• Exercise details
Provide the count of lines below where "satisfy" occurs, with no other output.

• Provided records

PR #45, opened 2016-03-30
Set message ID only if not present

vinceprignano:
@f2prateek

### DIFF
--- a/analytics.go
+++ b/analytics.go
@@ -369,7 +369,9 @@ func (m *Message) setTimestamp(s string) {
 
 // Set message id.
 func (m *Message) setMessageId(s string) {
-	m.MessageId = s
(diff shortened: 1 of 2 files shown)


analytics.go
```diff
@@ -369,7 +369,9 @@ func (m *Message) setTimestamp(s string) {
 
 // Set message id.
 func (m *Message) setMessageId(s string) {
-	m.MessageId = s
+	if m.MessageId == "" {
```
calvinfo: I think we should probably change this outside the `setMessageId` method eh? otherwise the name seems a bit misleading

vinceprignano: Good point

f2prateek:
LGTM

PR #137, opened 2018-10-02
Add changelog for 3.0.1

systemizer:


History.md
```diff
@@ -1,3 +1,10 @@
+v3.0.1 / 2018-10-02
+===================
+* Migrate from Circle V1 format to Circle V2
```
f2prateek: I think we can skip these (or mark them differently) in the future as it's an internal change (doesn't affect consumers of the library).

PR #138, opened 2018-12-12
fail when enqueuing invalid message

pwfcurry:
`client.Enqueue(&msg)` silently fails - I've modified the method to return an error instead.

### DIFF
--- a/analytics.go
+++ b/analytics.go
@@ -1,6 +1,7 @@
 package analytics
 
 import (
+	"errors"
 	"fmt"
 	"io"
 	"io/ioutil"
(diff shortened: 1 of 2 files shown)


pwfcurry:
Ideally this should be handled, but my go reflection-foo is not strong.

f2prateek:
@achille-roussel any thoughts on if we should return an error here, or  maybe automatically unwrap the pointer instead?

pwfcurry:
Can we get this merged? Or at least discuss options. Thanks!

f2prateek:
My sense is that this should be handled by the library (instead of an error) - if the compiler accepts it, we should too.

f2prateek:
Gonna close this PR as I don't think this is right behaviour we want to accept, and instead unwrap the pointer as mentioned in 
https://github.com/segmentio/analytics-go/pull/138#issuecomment-454918697

f2prateek:
Mostly solved by #146 now, but logging might be a good idea for custom types. If you'd like to re-open this, please add a test case!

Issue #140, opened 2019-02-13
v3: maxMessageBytes differs from docs


jeffreylo:
It seems that the `maxMessageBytes` in the package is set to 15000 bytes (15KB), but the docs suggest that it should actually be 32KB:

>There is a maximum of 500KB per batch request and 32KB per call.

— https://segment.com/docs/sources/server/go/#batching

Is this intentional?

PR #141, opened 2019-02-13
message: update maxMessageBytes to 32KB

jeffreylo:
This patch raises the maxMessageBytes allowed per call to 32KB as stated
in documentation for V3.

> There is a maximum of 500KB per batch request and 32KB per call.

— [segment.com/docs/sources/server/go/#batching](https://segment.com/docs/sources/server/go/#batching)

Closes https://github.com/segmentio/analytics-go/issues/140.


f2prateek:
LGTM!

Issue #145, opened 2019-03-05
Event tracking: passing a pointer to `Enqueue` results in silent dropped events


philipithomas:
We just had a problem with our code while switching to the V3 api, and it resulted in dropped events with no other symptoms, errors, or logs. It turns out the problem was that we were passing a reference to the track. This passed linting and tests. It did not return an error. Its logs made it look like the event was successfully uploaded. 

This was broken:

```
err = client.Enqueue(&analytics.Track{

        // Event name is action + target, e.g. create_payment

        Event:  "test-event",

        UserId: userID,

    })

    if err != nil {

        panic(err)

    }
```

This one works:

```
err = client.Enqueue(analytics.Track{
        // Event name is action + target, e.g. create_payment

        Event:  "test-event",

        UserId: userID,

    })

    if err != nil {

        panic(err)

    }
```

My request: Can you add some checks to prevent this from silently happening in the future?

f2prateek:
This has been fixed with #146

PR #146, opened 2019-04-02
Handle pointer types in Enqueue()

andreiko:
Trying to fix this issue https://github.com/segmentio/analytics-go/issues/145 in a way that @f2prateek suggested here https://github.com/segmentio/analytics-go/pull/138/

### DIFF
--- a/analytics.go
+++ b/analytics.go
@@ -104,7 +104,45 @@ func makeHttpClient(transport http.RoundTripper) http.Client {
 	return httpClient
 }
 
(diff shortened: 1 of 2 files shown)


lieut-data:
@andreiko, will there be a new release of this package containing this fix? We just ran into the same issue, and while we've fixed our code, I can imagine others encountering this same pain point when they upgrade.

andreiko:
Hello @lieut-data, I just released version `v3.1.0` containing this change.

PR #148, opened 2019-04-04
return error if a custom type is enqueued

f2prateek:
Because of the way we construct messages with type assertion, custom types that satisfy the `Message` interface cannot be used.

Normally these would be silently dropped, but this returns an error so that failure is more obvious.


f2prateek:
alternatively, we can panic here, as after #146, there's never a case where this code path can be triggered by consumers of the library, as the `Message` interface cannot be implemented externally.

Screen Shot 2019-04-03 at 6 57 52 PM

PR #149, opened 2019-04-14
GoDeps: fix missing dependencies, and switch to `vendor` directory

thaJeztah:
Some dependencies were missing; added the missing dependencies, updated jehiah/go-strftime (which was a bit out of date), and switched to use a `vendor` directory.

Note that Godeps is no longer maintained, so should likely be replaced for another vendoring tool, but I kept this for now.


thaJeztah:
@williamgrosset PTAL

f2prateek:
The master branch contains code for the v2 version which has been deprecated and is no longer maintained.

I don't think this issue applies to v3, but you can send a PR on the v3.0 branch.

If you'd like to continue using the changes on v2, I recommend using a fork.

PR #151, opened 2019-04-14
fix missing vendors, re-vendor with LK4D4/vndr

thaJeztah:
I didn't see a configuration file for a vendoring tool, so used https://github.com/LK4D4/vndr for now; alternatively the whole vendor directory could be removed


f2prateek:
We didn't want to vendor dependencies for the `cli` and `examples` package, as they're not meant for consumers of the library (e.g. the mold package). Not sure if there's a better way to handle that.

thaJeztah:
if no specific versions of the dependencies are needed, and people are mainly expected to use this repo as a dependency, perhaps remove the vendor directory altogether?

thaJeztah:
Closing as there's a go.mod now

PR #153, opened 2019-06-13
Update context.go

sumankarki:
Added source field in context struct


abraithwaite:
The `source` field in `context` is not part of our spec.

https://segment.com/docs/spec/common/#context

Please use the `Extra` struct field to access `source` if needed.

If that doesn't work for you, please elaborate in the issue you opened regarding this.

PR #156, opened 2019-06-21
Expose the Message interface Validate method

deankarn:
By exposing the Message interfaces validate() method it allows the
analytics types to be used externally in other code and not confined to
the analytics-go library.

### DIFF
--- a/message.go
+++ b/message.go
@@ -37,7 +37,7 @@ type Message interface {
 	// nil if the message is valid, or an error describing what went wrong.
 	Validate() error
 
-	// internal is an unexposed interface function to ensure only Message types defined within this package are usable.
+	// internal is an unexposed interface function to ensure only types defined within this package can satisfy the Message interface. Invoking this method will panic.
 	internal()
 }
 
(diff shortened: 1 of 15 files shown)


track.go
```diff
@@ -19,7 +21,11 @@ type Track struct {
 	Integrations Integrations `json:"integrations,omitempty"`
 }
 
-func (msg Track) validate() error {
+func (msg Track) internal() {
+	panic("implement me")
```
f2prateek: maybe we should do this for all of the types?

message.go
```diff
@@ -33,9 +33,12 @@ type Callback interface {
 // and therefore can be passed to the analytics.Client.Send method.
 type Message interface {
 
-	// Validates the internal structure of the message, the method must return
+	// Validate validates the internal structure of the message, the method must return
 	// nil if the message is valid, or an error describing what went wrong.
-	validate() error
+	Validate() error
+
+	// internal is an unexposed interface function to ensure only Message types defined within this package are usable.
```
f2prateek:
```suggestion
	// internal is an unexposed interface function to ensure only types defined within this package can satisfy the Message interface. Invoking this method will panic.
```

PR #160, opened 2020-05-27
Remove typed events

tysonmote:


tysonmote:
(Just to be clear, this is just a spike to see what it might look like to remove type validation for some internal use cases. I have no intention of ever seeing this merged to HEAD. 😄)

• Solution for this task
3